На обратном пути, против наглухо закрытого дома Пазухиных, Шавров велел остановиться.
– - Почему Егорши нет?
– - спросил он, глядя на толпу, -- Приказ мой был, ай нет?
Музыка ударила "Камаринского".
– - Помолчите!
– - ощетинился хозяин.
– - Где Егорша с дворянином?
– -
– - Стучи в двери!
Шавров потен, зол, глаза полуприкрыты.
Клим Ноздрин стал колотить щеколдой.
– - Не слышишь, старый дьявол, тебя требоват Созонт Максимович!.. Отворяй живее!..
Дом словно вымер. Ноздрин ударил в дверь ногою. К нему подскочили на подмогу, и шаткие стены задрожали, как живые.
– - Молчит, рвань, приспичило!
– - ухмыльнулся Влас.-- Ужо-ко слезу я.
Скромный Вася Батюшка, достав из кармана вчетверо сложенный кубовый платочек, аккуратно вытерся и поглядел на Шаврова.
– - Пойтить, что ли, мне?
– - вздохнул он и, соскочив с тарантаса, обошел вокруг избенки.
– - Все закрыто, со двора и с улицы, -- развел он руками.
– - Что за народ, мать их курицу!..
Он неторопливо выдернул из стоявшей поблизости мяльницы дубовое било, попробовал в руке его и, подойдя к окну, с размаху ударил в раму. Стекла взвизгнули, рассыпавшись слезами, внутри кто-то ахнул, толпа заржала и засвистела.
Так же спокойно, степенно, улыбаясь, работник подошел ко второму окну, подняв било, приловчаясь, но дверь из сеней раскрылась настежь, и на пороге появился бледный, трясущийся Егор, с водоносом в руках.
– - Разбойники! Побойтесь бога!.. Братцы! Где же ваша совесть? Уб-бью, сволочи!..
Егор рванулся за порог, подняв над головою водонос, толпа шарахнулась и отступила.
– - Тю-лю! Эй-эй! Га-га!..
– - Бери его, лохматого!..
– - Цель в морду билом! Швыряй билом!..
Опять откуда-то вынырнула жена Клима Ноздрина, схватила мужа за рубаху, награждая подзатыльниками.

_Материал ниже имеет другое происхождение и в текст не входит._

Issue #210, opened 2025-09-22
Black screen on startup with DisplayLink HDMI monitor when using Aquamarine backend on Hyprland


keros-Guardia:
### **Description:**

I am experiencing a black screen issue when connecting a DisplayLink HDMI monitor on Hyprland at startup. The problem only occurs if the monitor is plugged in before launching Hyprland. If I connect the DisplayLink monitor after Hyprland has started, it works correctly without any issues.

### **Steps to reproduce:**

1. Connect a DisplayLink HDMI monitor to the system.

2. Start Hyprland with the DisplayLink monitor already connected.

3. Observe that the external monitor remains black.

4. Unplug and replug the DisplayLink monitor after Hyprland has started.

5. The monitor then works as expected.

### **Expected behavior:**

The DisplayLink HDMI monitor should be detected and initialized correctly by Hyprland and the Aquamarine rendering backend on startup, without needing to unplug and replug it.

### **Actual behavior:**

When the DisplayLink monitor is connected at startup, the screen remains black until the monitor is unplugged and reconnected after Hyprland has launched.

### **Additional details:**

The problem seems to be related to the Aquamarine rendering backend library (aquamarine package version 0.9.4-2 on Arch Linux).

Downgrading aquamarine to version 0.9.3-1 fails due to unresolved dependency issues (libdisplay-info.so=2-64).

The DisplayLink drivers and services are installed, enabled, and up to date.

The issue is reproducible consistently.

Workaround is to connect the DisplayLink monitor after Hyprland startup.

Running aquamarine as a standalone command is not applicable as it is a rendering library, not an executable.

### **System information:**

Distro: Arch Linux (or derivative)

Hyprland version: [insert your version here]

Aquamarine version: 0.9.4-2

DisplayLink adapter: USB to HDMI

Kernel version: 6.16.8-zen2-1-zen

GPU: NVIDIA Corporation GA106M [GeForce RTX 3060 Mobile / Max-Q] (rev a1)

Dock : Bus 002 Device 004: ID 17e9:6006 DisplayLink Dell Universal Dock D6000

### **Possible related issues:**

DisplayLink devices might not be correctly initialized by Aquamarine at startup.

Timing issues between DisplayLink driver initialization and Aquamarine backend startup.

### **Suggested solutions or workarounds:**

Delay Aquamarine or Hyprland startup until DisplayLink services are fully ready.

Provide better runtime detection and reinitialization of DisplayLink devices in Aquamarine.

[...]

PR #214, opened 2025-10-04
rendernode: dont bother finding one on evdi

gulafaran:
evdi/displaylink devices doesnt give us a rendernode at all, and asahi was hard to associate if a rendernode was related to the displaynode/card so we fallback to just first found if that occurs. might be more appropiate to figure out a proper way to deal with these cases then workaround ever single driver that doesnt give rendernodes but so far seems only to be evdi.

problem that occured is a 3 gpu situation, the evdi card ended up using a rendernode for a complete different gpu because it fallbacked to that.

fixes: #210


vaxerski (approved):
thanks!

– - У тебя сколько кутят-то, мразь ты этакая, а? Четыре?
– - вращая желтыми белками, выла она.
– - Оглушит тебя водоносом сдуру, а я с ими тогда майся! Брось! Уйди, а то ударю чем-нибудь!..
– - И, повернувшись к Егору, сжала кулаки: -- Ты что же это, анафема, разбойничаешь, а? Захотел в острог? Ударь только, ударь! Я т-те-бе все бельма выдеру, кудлатому мошеннику!..
Тяжело дыша, растрепанный Егор, как зверь среди борзых, метался у дверей, отбиваясь от градом сыпавшихся на него палок и кирпичей, но вскочивший с козел Пахом бросился к старику под ноги и повалил его на спину. Выпуская из рук водонос, Егор заплакал, а соседи, с которыми еще только вчера он беседовал, шутил, рассказывал про сына, схватив его за ноги и за руки, с песнями и хохотом поволокли по улице...
Другая же часть мужиков, под предводительством Пахома и Власа, ворвавшись в сени, отшвырнула бросившуюся к ним навстречу старуху Анну, хватая Васютку.
Еще как только Егор отворил уличные двери, выбегая на улицу с водоносом, Вася взял из-под лавки топор, становясь за спиною отца, но когда Егора повалили и поволокли по улице, в сени вскочили Пахом и Влас, -- руки его не поднялись на убийство:
не то страхом, не то жалостью забилось его сердце, топор сам собою выпал.Две, руки схватили его за плечи, другие две рванули назад, он впился пальцами в скамейку и замер, бледный, будто не живой.
– - Тащи купать!
– - скомандовал Шавров.
И когда Васю, вместе со скамейкою, волокли по выгону к реке, от сарая, хватаясь за живот, хохотал до слез урядник, только что приехавший к Шаврову.
– - Дьяволы!.. Что вы делаете, дьяволы!.. Ох, и умру сейчас! Максимыч, шутоломный! Что ты выдумал?..
Он повалился в бричку и задергался, а белая фуражка его со звездою откатилась в подворотню.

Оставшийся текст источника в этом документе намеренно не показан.